Hacker News new | ask | show | jobs
by pjmlp 2172 days ago
The main problem is software, with GPGPUs you need to explicitly program for them, while with stuff like AVX there is this implicit hope that you just code as always and the compiler will take care of the rest via auto-vectorization and PhD level optimization algorithms.

Because outside artificial intelligence, graphics and audio, there is little else that common applications would use the GPGPU for, so the large majority of software developers keeps ignoring heterogeneous programming models.

4 comments

> the compiler will take care of the rest via auto-vectorization and PhD level optimization algorithms.

With how AVX512 is implemented, there isn't much point in a compiler auto optimizing general purpose code to use it, because even if there is a theoretical speedup, it may well be slower in practice.

There might not be one, but all major C, C++, Hotspot, Graal and RyuJIT compilers do it to some extent.
> while with stuff like AVX there is this implicit hope that you just code as always and the compiler will take care of the rest via auto-vectorization and PhD level optimization algorithms

No. I recently could really, really have used the packed saturated integer arithmetic and horizontal addition in AVX2 (but my old machine doesn't support it) and even better, the same but 512 bits wide on AVX512. It would only have been 6 or 7 instructions, if that, but it was inner loop, and mattered.
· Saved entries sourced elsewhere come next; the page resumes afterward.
Issue #1947, opened 2024-06-24
Reshaping


ChristianMohr:
Dear all,
I am in the process of creating a Landlab model that combines different components, e.g. the ecohydrology and landslide components. While I had no problems using raster data provided to me, the model now has problems with the data I created myself.
I created raster data via QGIS, which I exported as ASCII. All rasters have the same resolution, are correctly aligned and have the same spatial extent. Everything has been checked several times. My raster data includes rasters of plant functional types, vegetation cover, soil density, soil thickness, biomass and a DEM. When I load the data as ASCII files into Landlab, I get the following error message:

**ValueError: unable to reshape array to field size (24011 != 24660)**

I suspect that this problem stems from where the data is stored, i.e. nodes or cells, which leads to this form error. Do you have any idea how to solve this problem? Does anyone know this problem and have any solutions?
Cheers and thanks in advance,
Christian

mcflugen:
@ChristianMohr I think your suspicion is correct. ``read_esri_ascii`` will try to add the data from your ASCII file to your grid's nodes. However, it sounds like your grid is sized such that the data should be placed at cells.

A couple ideas:
* You could use a smaller grid that whose shape matches that of your data file and then load the data onto its nodes.
* You could create a new grid from your data file using ``read_esri_ascii`` and then place that onto the cells of your current grid.

Your issue has reminded me that I had been working on enhancing the ESRI ASCII functionality a while ago but got distracted with something else and never finished the work. I'll get back on that and once I finish, I think it should make what you are trying to do easier.

ChristianMohr:
@mcflugen Thanks for the prompt reply. Would you have some exemplary code sniplets for that?

mcflugen:
Sure. Could you provide me with a minimal working example that reproduces the error? I can then modify it to, hopefully, fix your issue.

ChristianMohr:
Hi @mcflugen . I solved the issue - more or less. The error occurred when using one specific DEM dataset. I tried another dataset and it worked. For now, this is ok. However, I will see why this is occurring only when using one specific dataset.

PR #1948, opened 2024-06-24
Add load/dump functions for ESRI ASCII files

mcflugen:
### Description

It would be nice if *Landlab* functions to read/write to various data formats followed a standard interface. This pull request adds load/dump functions for the ESRI ASCII format. These are similar to those for VTK. The new functions also have some enhanced capabilities like being able to load data from a file and place it on different grid elements (i.e. nodes, corners, cells or faces), not just nodes (#1947).

### Checklist - did you ...

- [x] All tests have passed?


mdpiper (approved):
I think this is great! One comment: would it make sense to use the idiom `esri_ascii.load` instead of `load`, akin to `yaml.load` or `toml.load` (and the same for `dump`)? I think it makes it more transparent what sort of file is being read/written.

mcflugen:
> I think this is great! One comment: would it make sense to use the idiom `esri_ascii.load` instead of `load`, akin to `yaml.load` or `toml.load` (and the same for `dump`)? I think it makes it more transparent what sort of file is being read/written.

Thanks @mdpiper! Do you just mean in the examples and notebooks to use something like,
```python
from landlab.io import esri_ascii

with open(file) as fp:
    grid = esri_ascii.load(fp)
```

mdpiper:
@mcflugen Yup! Just in the examples & notebooks. (I'm still thinking about LL coding style.)

mcflugen:
> @mcflugen Yup! Just in the examples & notebooks. (I'm still thinking about LL coding style.)

Great. I've made those changes.

What do you think if I deprecate the old functions and move them to another module? I'm thinking moving them to a private module called `_deprecated_esri_ascii.py` and a user would import them as they can do now (i.e. `from landlab.io import read_esri_ascii`)?

mdpiper:
> What do you think if I deprecate the old functions and move them to another module? I'm thinking moving them to a private module called `_deprecated_esri_ascii.py` and a user would import them as they can do now (i.e. `from landlab.io import read_esri_ascii`)?

I think this a great idea because it'll help with backward compatibility.

PR #1950, opened 2024-06-25
Add Snow Components

### LINKED ISSUE #1949: Add SnowDegreeDay Component
This is a function request to add a model component to simulate the snow accumulation and melt process using the snow degree day method. This component is based on the method from TopoFlow modeling framework. See details at: 
https://github.com/peckhams/topoflow36/blob/master/topoflow/components/snow_degree_day.py
https://github.com/peckhams/topoflow36/blob/master/topoflow/components/snow_base.py

gantian127:
### Checklist - did you ...

- [x] All tests have passed?


gantian127:
@mcflugen This pull request is ready for code review. Thank you!

notebooks/tutorials/snow/era5_sdd.nc
mcflugen, line 1: I don't think this file is used, is that correct?

notebooks/tutorials/snow/snow_degree_day.ipynb
mcflugen, line 1: Replace
```python
print(SnowDegreeDay.__doc__)
```
with
```python
help(SnowDegreeDay)
```
Replace
```python
from tqdm import trange
```
with
```python
from tqdm.notebook import trange
```
I was able able to run the notebook without an API key (unless I have one and don't know it) so can we leave out that section that installs an API key?

mcflugen (commented):
@gantian127 Some initial comments.

landlab/components/snow/snow_degree_day.py
```diff
@@ -0,0 +1,300 @@
...
+
+import numpy as np
+
+from landlab import Component
+
+
+class SnowDegreeDay(Component):
+    """Simulate snowmelt process using degree-day method.
+
+      The degree-day method uese c0 (degree-day coefficient),
```
gregtucker, line 21: Typo (uses?)

landlab/components/snow/snow_degree_day.py
```diff
@@ -0,0 +1,300 @@
...
+      T0 (degree-day threshold temperature) and T_air (air temperature)
+      to determine the snow melt rate.
+      When T_air is larger than T0, the melt process will start.
+      The melt rate is calculated as SM = (T_air -T0) * c0
```
gregtucker, line 25: Suggest defining the units of SM and c0 (for example, if SM is in m/day or whatever)

landlab/components/snow/snow_degree_day.py
```diff
@@ -0,0 +1,300 @@
...
+
+    def __init__(self, grid, rho_H2O=1000, T_rain_snow=1, grid_area=0):
+        """Initialize SnowDegreeDay component"""
+
+        super().__init__(grid)
+
+        # parameters
+        self._rho_H2O = rho_H2O
+        self._T_rain_snow = T_rain_snow
+        self._grid_area = grid_area if grid_area > 0 else self._grid.dy * self._grid.dx
```
gregtucker, line 162: As @mcflugen mentioned, if you need this parameter, make it general enough to accommodate different grid types. There's a grid property grid.area_of_cell that contains the surface area of each grid cell (which might be uniform, as in raster and hex grids, or might be variable, as in VoronoiDelaunay grids)

gregtucker (commented):
Great to have this new component! I will try to look at the notebook next week. In the meantime, looks good to me pending @mcflugen's suggestions.

notebooks/tutorials/snow/snow_degree_day.ipynb
gantian127: The reason the notebook can run without an API key is that the era5_sdd.nc file exists. The ERA5 Data Component will check the output file name from the config yaml file. If there is a local file that matches the output file name, it will load the local file without downloading data from the remote server. Otherwise, an API key file is required for data download. 

If it is possible, I would like to keep the era5_sdd.nc file and the section to install the API key for the notebook. Because the data access request may be queued, which will take very long time or fail to download the data and break the notebook testing.

notebooks/tutorials/snow/era5_sdd.nc
gantian127: Please see my comment below. Thanks!

gantian127:
@mcflugen @gregtucker Ready for 2nd review. Thank you!

mcflugen:
@gantian127 I've made some changes that I haven't pushed to GitHub yet. Although there are quite a lot of them, they are mostly just refactoring. There are a couple, though, that I haven't made yet but that I would like your opinion on.

1. What do you think about removing removing `_vol_sm` and `_vol_swe`? These are two quantities that a user of the component could easily calculate as needed rather than calculating and storing them every time step. In addition, removing them would no longer require the need for `grid_area`, which currently requires the grid to be raster. Instead, the user could use `grid.area_of_cell` as the grid size and handle perimeter nodes (those without cells) as they see fit, thus allowing this component to work with any grid type.
2. I think when calculating melt rate, the melt rate shouldn't be limited by the amount of snow to melt. Obviously, we can't melt more snow than is available but the melt rate should just be what is calculated by the temperature difference and the degree-day coefficient. In addition, as currently written, if new snow is being added while snow is also being melted (i.e. the air temperature is between the degree-day threshold and the rain-snow temperature), this would incorrectly limit the melt rate.

What do you think?

mcflugen:
@gantian127 Based on our conversation, I've made the above additional changes. Could you have a look and let me know if you have any questions or concerns?

gantian127 (commented):
Thank you very much for refactoring this component! I made a few comments and tested to run the notebook with long term data. They look good to me. Thanks!

landlab/components/snow/snow_degree_day.py
```diff
@@ -0,0 +1,361 @@
...
+        self, grid, c0=2, threshold_temp=0.0, rho_water=1000.0, rain_snow_temp=1.0
+    ):
+        """Initialize SnowDegreeDay component."""
+
+        super().__init__(grid)
+
+        self.c0 = c0
+        self.threshold_temp = threshold_temp
+        self.rho_water = rho_water
+        self.rain_snow_temp = rain_snow_temp
```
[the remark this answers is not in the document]
mcflugen: These line are using the setters, which then set the private versions of the attributes. It's, admittedly, confusing because the private versions aren't explicitly set within the class's ``__init__`` method. I wrote it this way so I wouldn't have to rewrite some of the checks that ensure the parameters are positive.

mcflugen:
Thanks for your suggestions @gantian127! I think I've addressed each of them.

mcflugen:
@gantian127 I've rebased this branch with master so that there are no longer any conflicts. This means, though, that you ***will have to update your local branch if you want to make any additional changes***.

gantian127:
@mcflugen @gregtucker Could you please help review this pull request? Thank you!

Using compiler intrinsics would have been fine. I think you're looking at things too narrowly.

I am looking at it of the point of view of joe/jane developer that cannot tell head from tail regarding vector programming and doesn't even know what compiler intrinsics are for, and use languages that don't expose them anyway.
Well those people will never be getting the most out of their CPUs to begin with.
Which is the whole point of "this implicit hope that you just code as always and the compiler will take care of the rest via auto-vectorization and PhD level optimization algorithms.", because not only do those people not get it, there is a general decline in using languages that expose vector intrisics like C and C++ for regular LOB applications.
In my ideal world you'd be able to mark a function "this should compile to / run on gpgpu" and the compiler would potentially tell you why it can't do that. I'm not even sure if anything is stopping us apart from implementing that apart from the effort required. Sure, many ways to write that code will result in terrible performance, but it would still be closer to the auto-vectorisation experience.
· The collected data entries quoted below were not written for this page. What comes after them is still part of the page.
PR #1965, opened 2024-08-02
Add FieldTracker class

mcflugen:
### Description

This pull request adds a `FieldTracker` class and an associated context manager, `open_tracker`.

@Sheehace I finally found a bit of time to work on something you requested some time (years?) ago. Although the code looks quite a bit different than what you had sent me, I think it does basically what you are wanting (i.e. tracking values of a grid's fields). The `FieldTracker` class doesn't track things like mean, standard deviation, etc. like yours did but, instead, leaves that up to the user. I think one could also use the `FieldTracker` as a base class to create a trackers that did track some statistics like what your example did. Anyway, please have a look and see if it makes sense and may be of some use to you.

@loroberge You may want to have a look at this as well. It's much simpler that your concentration tracker but is similar, I think, in spirit. Maybe there is something here you can use?

The docstrings and unit tests show various ways that it can be used but the following gives a simple example,
```python
>>> import numpy as np
>>> from landlab.field.tracker import open_tracker

>>> _ = grid.add_ones("z", at="node")

>>> with open_tracker(grid) as tracker:
...     grid.at_node["z"] += 2.0

>>> tuple(tracker.items())
(('at_node:z',
  [array([1., 1., 1., 1., 1., 1., 1., 1., 1., 1., 1., 1.]),
   array([3., 3., 3., 3., 3., 3., 3., 3., 3., 3., 3., 3.])]),)

>>> tracker.reduce(np.subtract)
(('at_node:z', array([2., 2., 2., 2., 2., 2., 2., 2., 2., 2., 2., 2.])),)
```

The  `FieldTracker` object provides a read-only mapping as a means to access the tracked fields. For example,
```python
>>> tracker["at_node:z"]
(array([1., 1., 1., 1., 1., 1., 1., 1., 1., 1., 1., 1.]),
 array([3., 3., 3., 3., 3., 3., 3., 3., 3., 3., 3., 3.]))
>>> [name for name in tracker]
['at_node:z']
>>> len(tracker)
1
>>> "at_node:z" in tracker
True
>>> tuple(tracker.keys())
('at_node:z',)
>>> tuple(tracker.values())
((array([1., 1., 1., 1., 1., 1., 1., 1., 1., 1., 1., 1.]),
 array([3., 3., 3., 3., 3., 3., 3., 3., 3., 3., 3., 3.])),)
>>> tracker.get("at_node:z")
(array([1., 1., 1., 1., 1., 1., 1., 1., 1., 1., 1., 1.]),
 array([3., 3., 3., 3., 3., 3., 3., 3., 3., 3., 3., 3.]))
```

Because it's a read-only mapping, there is no `__setitem__`, `__delitem__`, `pop`, etc.

### Checklist - did you ...

- [x] All tests have passed?


mcflugen:
If you did want to calculate the standard deviation of some tracked field you could do something like,

```python
>>> import numpy as np
>>> from landlab.field.tracker import open_tracker

>>> _ = grid.add_ones("z", at="node")

>>> with open_tracker(grid) as tracker:
...     grid.at_node["z"] += 2.0
...     tracker.checkpoint()
...     grid.at_node["z"] += 1.0
...     tracker.checkpoint()

>>> fields = dict(tracker.fields)
>>> np.std(fields["at_node:z"], axis=0)
```

PR #1976, opened 2024-09-03
Add Stream Power Component

anweiii:
### Checklist - did you ...

- [x] All tests have passed?


mcflugen:
@anweiii When you have a chance, will you please have a look at the changes I made? I tidied up the docstrings for `ErosionDeposition` and `SharedStreamPower` so they render nicely as html, which you should be able to see on [readthedocs](https://landlab--1976.org.readthedocs.build/en/1976/reference/components/erosion_deposition.html). I also modified your code so that some of the input parameters can be either constants, arrays (one value for each node), or a string (that refers to an *at-node* field). Although the docs said this was already the case, this wasn't quite true. Now `runoff_rate`, `v_s`, and `sp_crit` can all be spatially variable.

mcflugen:
@anweiii I also changed the names of two parameters: `K_d` is now `k_bedrock` and `K_t` is now `k_transport`. There are a lot of parameters in *Landlab* called `K`, I think the extended names are more descriptive and make it easier for a user to keep straight.

anweiii:
Hi Eric,

Thanks for your help! Yes I can look over the changes once I get home. I
also just realized today that the title of my notebook only says stream
power, not shared stream power, so I need to fix that. I won’t be able to
sit down with my computer for a couple of hours, so I’m not sure if I can
get to it before the end of your workday.

Best,

Annie

anweiii:
@mcflugen I looked over all your changes and read over the docstring and it looks good! I also just fixed my notebook title, so everything should be ready.

mcflugen (approved):
👍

Actually we already have openmp to cuda (http://www2.engr.arizona.edu/~ece569a/Readings/GPU_Papers/3....) so just making it more production-ready would be perfect.

The current OpenMP spec has GPU offload features specifically for what was expected of the Sierra supercomputer. I'm not sure how relevant a paper that old (relatively, I hasten to add) is.
> Because outside artificial intelligence, graphics and audio, there is little else that common applications would use the GPGPU for, so the large majority of software developers keeps ignoring heterogeneous programming models.

I think you got this backwards - the lack of developers' interest is what leads to the mistaken impression that GPU compute is only good for multimedia and FP-crunching workloads. Even looking at the success of GPU compute in mining cryptocoins (only ASIC's do better) ought to be enough to tell you that we could do a lot more with them if we cared to.

From my point of view cryptomining is a useless fad, and typical line of business applications don't need anything more than what I listed.